For the entries below, how many lines include the word "characters"? Give the figure and nothing more.

*** Opening MATERIAL FOR THE TASK ***

PR #11990, opened 2024-11-04
Precompute hash when there is enough capacity

etiennebarrie:
Follow-up to #11989 and #10596 

Context: While working on ruby/json perf, we noticed significant amount of time spent hashing the same strings over and over again.

This extends the heuristic to store the precomputed hash for interned strings if the capacity allows without bumping to the next slot size.

### DIFF
--- a/string.c
+++ b/string.c
@@ -350,9 +350,14 @@ mustnot_wchar(VALUE str)
 
 static int fstring_cmp(VALUE a, VALUE b);
 
-static VALUE register_fstring(VALUE str, bool copy, bool precompute_hash);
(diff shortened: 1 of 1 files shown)


casperisfine:
Profiling `ruby/json` with this comparing the `twitter.json` payload:

Before: https://share.firefox.dev/4fbcbVc

Capture d’écran 2024-11-04 à 14 57 55

After: https://share.firefox.dev/3Aso5L4

Capture d’écran 2024-11-04 à 14 58 38

The time spent in `ruby_sip_hash13` is clearly cut in half.

PR #11991, opened 2024-11-04
Mingw: Exclude failing tests due to the crt change

nobu:
Mingw crt-git 12.0.0.r369.g0d4221712-1 now prohibits "command line contains characters that are not supported in the active code page".
https://sourceforge.net/p/mingw-w64/mingw-w64/ci/0d42217123d3aec0341b79f6d959c76e09648a1e/

Provisionally exclude tests that fail by passing such characters.

### DIFF
--- a/test/.excludes/TestArgf.rb
+++ b/test/.excludes/TestArgf.rb
@@ -1,0 +1,9 @@
+if RUBY_PLATFORM.include?("mingw")
+  reason = <<~EOS
+  Mingw crt-git 12.0.0.r369.g0d4221712-1 now prohibits "command line
+  contains characters that are not supported in the active code page".
+  https://sourceforge.net/p/mingw-w64/mingw-w64/ci/0d42217123d3aec0341b79f6d959c76e09648a1e/
+  EOS
+
+  exclude(:test_inplace_nonascii, reason)
+end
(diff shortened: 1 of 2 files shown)


deivid-rodriguez:
This also broke [one Bundler spec](https://github.com/rubygems/rubygems/pull/8221), which I'll be skipping similarly.

Is this related to https://github.com/ruby/ruby/pull/11799 in any way, @larskanis?

deivid-rodriguez:
I don't understand what's different between Ruby 3.3.6 and Ruby 3.3.5 that makes the former use the broken version, though.

larskanis:
Unfortunately this slipped through the release tests on RubyInstaller-3.3.6-1 since they are running on codepage 65001 (UTF-8) on Github so that this issue wasn't triggered. I'm working on a solution now, probably by using `wmain()` as the entry point.

> Is this related to #11799 in any way, @larskanis?

Yes, somewhat - command line handling is inconsistent without #11799.

larskanis:
I tried to repro this issue on ruby master to no avail, until I noticed that nobu already fixed it in https://github.com/ruby/ruby/commit/74fcf437676f0019c55368753252fbe4afdf52ac . I patched RubyInstaller and released 3.3.6-2 fixing this regression.

PR #11995, opened 2024-11-05
Make rb_objspace_garbage_object_p()=true on non-heap pointers

XrXr:
In rare situations, by the time vm_ccs_free() runs, the stale cc pointer
might point to a heap page that has been freed a long time ago and is no
longer part of the active GC heap anymore. Previously we'd try to read
and write through the stale pointer anyways, which caused use-after-free
crashes. Surely other callers are at least fine with this change, if not
also avoid bugs in similar situations.

    if (!rb_objspace_garbage_object_p((VALUE)cc) &&
        IMEMO_TYPE_P(cc, imemo_callcache) && // <-- Previously UAF
        cc->klass == klass) {

Not changing rb_gc_impl_garbage_object_p(), since the GC always work
within the confines of its heap already, so no need to check there.

### DIFF
--- a/gc.c
+++ b/gc.c
@@ -1595,7 +1595,11 @@ rb_objspace_free_objects(void *objspace)
 int
 rb_objspace_garbage_object_p(VALUE obj)
 {
-    return rb_gc_impl_garbage_object_p(rb_gc_get_objspace(), obj);
+    void *objspace = rb_gc_get_objspace();
+    if (!rb_gc_impl_pointer_to_heap_p(objspace, (void *)obj)) {
+        return TRUE;
+    }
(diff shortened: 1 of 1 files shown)


peterzhu2118 (commented):
If we're doing this, we might as well combine `rb_gc_impl_pointer_to_heap_p` with this since T_NONE/T_MOVED/T_ZOMBIE objects are internal to the GC anyways so they shouldn't be considered live objects.

Also on another note, `rb_objspace_garbage_object_p` is used by method caches, frozen strings, and dynamic symbols. This will significantly impact the performance of those things. Maybe we want to transition those things to native weak references so that this performance impact is mitigated.

PR #12001, opened 2024-11-05
Use rb_fiber_scheduler_get() instead of rb_fiber_scheduler_current()

mame:
`rb_fiber_scheduler_current()` may return `nil` depending on whether the scheduler is being prevented for some reason, e.g., `Fiber.blocking{}`.

Using `rb_fiber_scheduler_get()` returns the scheduler, if one was set, even in a blocking context.


ioquatix (approved):
Thanks, LGTM!

PR #12027, opened 2024-11-07
YJIT: Pass panic message to rb_bug()

XrXr:
So that the Rust panic message is forwarded to the RUBY_CRASH_REPORT
system, instead of only the static "YJIT panicked" message done so
previously. This helps with triaging crashes since it's easier than
trying to parse stderr output.

Sample:

    <internal:yjit_hook>:2: [BUG] YJIT: panicked at src/codegen.rs:1197:5:
    explicit panic
    ...


maximecb (approved):
Small QoL improvements ftw 👌

PR #12035, opened 2024-11-08
YJIT: Always abandon the block when gen_branch() or defer_compilation…

XrXr:
…() fails

In [1], we started checking for gen_branch failures, but I made two crucial mistakes. One, defer_compilation(), which has the same issue as gen_branch(), still weren't checked. Two, returning None from a codegen function does not throw away the block. Checking how gen_single_block() handles codegen functions, you can see that None terminates the block with an exit, but does not overall return an Err. This handling is fine for unimplemented instructions, for example, but incorrect in case gen_branch() fails, since the missing branch essentially corrupts the block; adding more code after a missing branch doesn't correct the code.

Always abandon the block when defer_compilation() or gen_branch() fails.

[1]: https://github.com/ruby/ruby/commit/cb661d7d82984cdb54485ea3f4af01ac21960882
Fixup: [1]

### DIFF
--- a/yjit/src/codegen.rs
+++ b/yjit/src/codegen.rs
@@ -195,6 +195,34 @@ impl<'a> JITState<'a> {
         self.outlined_code_block
     }
 
+    /// Leave a code stub to re-enter the compiler at runtime when the compiling program point is
+    /// reached. Should always be used in tail position like `return jit.defer_compilation(asm);`.
+    #[must_use]
+    fn defer_compilation(&mut self, asm: &mut Assembler) -> Option<CodegenStatus> {
+        if crate::core::defer_compilation(self, asm).is_err() {
+            // If we can't leave a stub, the block isn't usable and we have to bail.
+            self.block_abandoned = true;
+        }
+        Some(EndBlock)
+    }
+
+    /// Generate a branch with either end possibly stubbed out
+    fn gen_branch(
+        &mut self,
+        asm: &mut Assembler,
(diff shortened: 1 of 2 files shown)


yjit/src/codegen.rs
```diff
@@ -4677,15 +4677,18 @@ fn gen_branchnil(
...
             asm,
             jump_block,
             &ctx,
             Some(next_block),
             Some(&ctx),
             BranchGenFn::BranchNil(Cell::new(BranchShape::Default)),
-        )?;
+        ).is_none() {
+            // Block unusable without the branch.
+            jit.block_abandoned = true;
```
k0kubun, line 4690: It seems like we always set this flag when `gen_branch()` returns `None`. Similarly to `jit.defer_compilation()`, could we introduce `jit.gen_branch()` that sets `jit.block_abandoned = true;` on failure (or let `gen_branch()` do that)?

k0kubun (approved):

maximecb (approved):

maximecb:
> By the way, I was essentially taken in by the convenience of `?`. From this experience, maybe in the future we want to change `Option<CodegenStatus>` to be `Result<CodegenStatus, ???>` to be more explicit about the different kinds of errors. It's probably fine as-it for now, though, and my incorrect fix isn't strong enough of a motivation just yet.

Yes that could make sense. Some of these design decisions were made when we did not have as much experience with the language.

PR #12048, opened 2024-11-11
improve error message

soda92:
1. Why does this happen?
2. The error message  is not friendly.


nobu:
Please submit to the upstream https://github.com/ruby/uri instead of the vendored copy of rubygems.

PR #12055, opened 2024-11-11
[don't merge] windows console unicode input study

YO4:
This code is not intended to merge.
In response to a part of #11799, this is a case study and POC code to show a different way to input unicode via console.

This PR allows unicode input in the Windows console.
Receive from the console in UTF-16 and use ruby's transcode infrastructure to obtain the necessary encoding.

Device-side encoding is fixed to UTF-16LE and converted to internal_encoding or external_encoding.
Here, when internal_encoding is specified, external_encoding is ignored.

If no transcoding mechanism is involved, such as when using the binary input method, ANSI input is used as before.


hsbt:
This is study code that is not meant to merge and it no longer applies to master. Closing. The console Unicode work stays on https://bugs.ruby-lang.org/issues/19191.

PR #12065, opened 2024-11-12
Mark strings returned by Symbol#to_s as chilled 

casperisfine:
[[Feature #20350]](https://bugs.ruby-lang.org/issues/20350)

*** Closing MATERIAL FOR THE TASK ***

COMPLETED TASK -> 3